Often in political trends, we see an emerging development that faces a counter movement.  In other words, “the Empire strikes back.”  During the Reformation, for example, there was a counter-Reformation that eventually led to a kind of cold peace within Christendom.  Sometimes, the countertrend only slows the emerging one.  We may be seeing something in the latter with regard to oil energy.  The current administration is pro-petroleum, but the broader societal trend is heading in the opposite direction.  One item that tends to support this idea is that drilling activity remains soft even with the recovery in oil prices.  Major oil companies are rethinking their long-term strategies and governments are nudging them in this direction.  Whenever we observe potential inflection points, we try to look for items that both support and dispute the potential change in trend.  For example, the U.S. has taken steps to open more of Alaska for drilling.  If oil companies jump at the chance, the “death of oil” is probably premature.  On the other hand, if no actions are taken, it would bolster the case that the oil industry is on a long-term downtrend.  Here’s another bit of evidence contrary to the death of oil.  Chevron (CVX, 89.48) is looking to invest in Iraq.  If one thought that oil demand was going to decline, it is highly unlikely they would take the risk of drilling in a volatile political environment like Iraq.  So, the jury is still out, although the weak performance of oil stocks overall would suggest that the death of oil trend may still win out.  Another item supporting oil’s continued dominance is that the Democrats have removed language calling for the end of fossil fuel subsidies and tax breaks from the final party platform.  At the same time, we have seen a surge in “green” equity performance, suggesting the trend against oil may be gaining momentum.

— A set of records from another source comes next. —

PR #472, opened 2021-01-27
shijin4: Fix dark mode to be a bit more refined

kallisti5:
Cleanup our dark theme to be a bit better.

* #000 background to more gray
* Fix "bright" objects to be muted
* Fix misc UI elements which were washed out.

# BEFORE
before-3
before-2
before-1

# AFTER

after-1
after-2
after-3

### DIFF
--- a/themes/shijin4/static/css/shijin4.css
+++ b/themes/shijin4/static/css/shijin4.css
@@ -513,7 +513,7 @@ ul.pagination {
 	border-color: #c7c7c7;
 	border-style: solid;
 	border-width: 1px;
-	padding: 0px 2px 0px 2px;
+	padding: 3px 2px 0px 2px;
 	background-color: #e8e8e8;
 	font-family: serif;
 	font-variant: small-caps;
@@ -529,6 +529,8 @@ ul.pagination {
 	background-color: #e8e8e8;
 	font-size: 0.9em;
 	font-family: monospace;
+	padding: 2px;
+	border-radius: 3px;
 }
 
 figure {	/* Use for step-by-step guides consisting mainly of */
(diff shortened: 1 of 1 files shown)


kallisti5:
Don't take this as perfect.. but just an improvement of the "worst offenders"

kallisti5:
We might also want to change the "static image" background gradient to a css gradient...

{{{
Light "normal":
background: linear-gradient(#121933, #3b5378) fixed 0% 0%;

Dark:
background: linear-gradient(#111, #222) fixed 0% 0%;
}}}

kallisti5:
for nephele who wants ```#000```

Dark mode sites not  ```#000```...

* github ```#0d1117```
* duckduckgo ```#1c1c1c```
* discourse ```#111``` (try.discourse.com)


**https://99designs.com/blog/web-digital/dark-mode/**

> 1. Don’t go too dark
> 
> Book publishers don’t use pure white paper because the contrast with black ink is too stark. It makes you squint and can lead to headaches. The same goes for digital devices. Steer clear of pure black. It’s hard on the eyes to look at a high contrast screen. Good dark mode colors are shades of grey combined with desaturated colors.


**https://css-tricks.com/a-complete-guide-to-dark-mode-on-the-web/#design**

> Dark Mode Colors
>
> Pure white text on a pure black background will look jarring. The trick here is to use an off-white for the text and off-black for the background. Material Design Guidelines for example recommends #121212 for the background.

kallisti5:
as this represents large improvements to dark mode (making it more usable) and I haven't heard any push back to it beyond changing to background to "not 100% black" (which i provided documentation on why it's a bad idea)... i'm merging it.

Working in the oil industry, like any profession, has its good and bad points.  To the former, the work often pays very well.  It also can be interesting, taking its workers to different parts of the world in challenging environments.  Cutting edge technology is also part of the business.  On the downside, it is brutally cyclical; when its good, its great, but the troughs can be difficult.

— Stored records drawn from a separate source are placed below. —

PR #473, opened 2021-01-28
Update Haiku Slideshow

bitigchi:
Updates the screenshots with the current state of the system.

Also adds a ported apps screenshot, with a screenshot including
LibreOffice, Krita, and Konsole.

[screenshots.zip](https://github.com/haiku/website/files/5889708/screenshots.zip)


humdingerb:
We should seize this opportunity to move all screenshots into a "slideshow" subfolder.
I woud have stayed with 16:9 dimensions, but I suppose that's personal taste...

bitigchi:
There is already a folder named slideshow, but I didn't know what to do with the images inside that folder. I can still move them though.

Regarding the aspect ratio, I also like wide screen better. But I don't have any installation with such aspect ratio, couldn't get VBox to work with it.

humdingerb:
Indeed, there is a "slideshow" already. With another folder "Haiku_Slideshow" in it... I guess that's a very old version of a screenshot slideshow. Let's keep that for now and just move the images of our slideshow into "slideshow".

It's been a while since I used VirtualBox, but the tip on setting screen resolution did work for me for 16:9.
https://www.haiku-os.org/guides/virtualizing/virtualbox#part_customVESA

bitigchi:
Moved the screenshots to slideshow folder.

For some reason above video mode thing does not work on my computer. Tried it before, but no luck. Anyway, now that I think about it, 4:3 screenshots are more accessible, and offers more data at first sight.

humdingerb:
For actual work on a desktop computer I'd prefer 4:3 as well, or at least 16:10. But as a screenshot tour, with most people probably in front of a 16:9 screen, a 4:3 slideshow isn't ideal. 16:9 previews on the page also look nicer and lead to less scrolling.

This chart shows the percentage of oil and gas workers to total non-farm payrolls compared to inflation-adjusted oil prices.  As the chart shows, employment is sensitive to the price of oil.

A number of commodity industries are struggling to attract younger workers.  The average age of farmers has been rising for some time.  The reputation of the oil industry has been under pressure over the issue of climate change; it appears that younger workers are shunning the industry over those concerns.  If this trend continues, the industry can only survive by improving productivity.

Although reducing carbon emissions is helpful in offsetting the potential impact of climate change, in reality, even if all carbon emissions stopped today, the existing levels will continue to affect the climate for decades.  To truly reverse the impact of carbon in the atmosphere, we would need to remove the carbon that already exists.  Scientists and engineers have been working for some time on such technologies.  We note reports that Occidental Petroleum (OXY, 13.95) is working with privately held Carbon Engineering to build a carbon capture plant in the Permian basin.  If this technology develops, it is probably the most promising route to dealing with climate change.

The Trump administration is attempting to trigger the “snapback” provisions of the Iran nuclear deal even after its withdrawal from it.  The U.S. is claiming that it is still a “participant” despite its withdrawal and thus can request a return to earlier weapons embargoes that were part of the original agreement if Iran failed to comply.  We doubt this will go anywhere, meaning that the conventional weapons ban will likely expire in October.  It remains to be seen how the administration will react if states begin selling arms to Iran.  Russia and China could both decide to sell arms to thwart U.S. goals with Iran.